> [What you are asked to do]: Present the following entries again, word for word and in full.

> [Provided records]:
PR #233, opened 2018-08-10
Add documentation for new CMake build system.

litghost:


cmake.md
```diff
@@ -0,0 +1,30 @@
+## CMake build system
+### Terminology
+
+The CMake system in symbiflow-arch-defs uses the following hierarchy:
+
+* ARCH - The architecture of FPGA.  This is used to capture architecture level parameters (e.g. tech libraries).
```
mithro: Architecture is the high level grouping of a set of "similar" FPGA types. An example would be the "Lattice iCE40 Series" (`ice40`) or the "Xilinx Artix 7 Series" (`artix7`).

cmake.md
```diff
@@ -0,0 +1,30 @@
...
+* DEVICE_TYPE - A type of device.  This is defined as an ARCH and the arch.xml which defines the units with this device type.
```
mithro: This refers to the `tile-routing-virt` and `top-routing-virt` right?

I feel like we ended up choosing a bad name for this. It would be better characterized as something like "architecture representation". Ultimately the tile and top routing should produce identical results.

For example,
 * tile routing means that a bunch of the routing is contained inside the tile definition. This is things like the local wires, global2local and similar stuff which is highly associated with the tile. Only the multi-tile spanning wires such as span4/span12/global wires are represented at the "fabric level".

> [Exercise output]:
PR #233, opened 2018-08-10
Add documentation for new CMake build system.

litghost:


cmake.md
```diff
@@ -0,0 +1,30 @@
+## CMake build system
+### Terminology
+
+The CMake system in symbiflow-arch-defs uses the following hierarchy:
+
+* ARCH - The architecture of FPGA.  This is used to capture architecture level parameters (e.g. tech libraries).
```
mithro: Architecture is the high level grouping of a set of "similar" FPGA types. An example would be the "Lattice iCE40 Series" (`ice40`) or the "Xilinx Artix 7 Series" (`artix7`).

cmake.md
```diff
@@ -0,0 +1,30 @@
...
+* DEVICE_TYPE - A type of device.  This is defined as an ARCH and the arch.xml which defines the units with this device type.
```
mithro: This refers to the `tile-routing-virt` and `top-routing-virt` right?

I feel like we ended up choosing a bad name for this. It would be better characterized as something like "architecture representation". Ultimately the tile and top routing should produce identical results.

For example,
 * tile routing means that a bunch of the routing is contained inside the tile definition. This is things like the local wires, global2local and similar stuff which is highly associated with the tile. Only the multi-tile spanning wires such as span4/span12/global wires are represented at the "fabric level".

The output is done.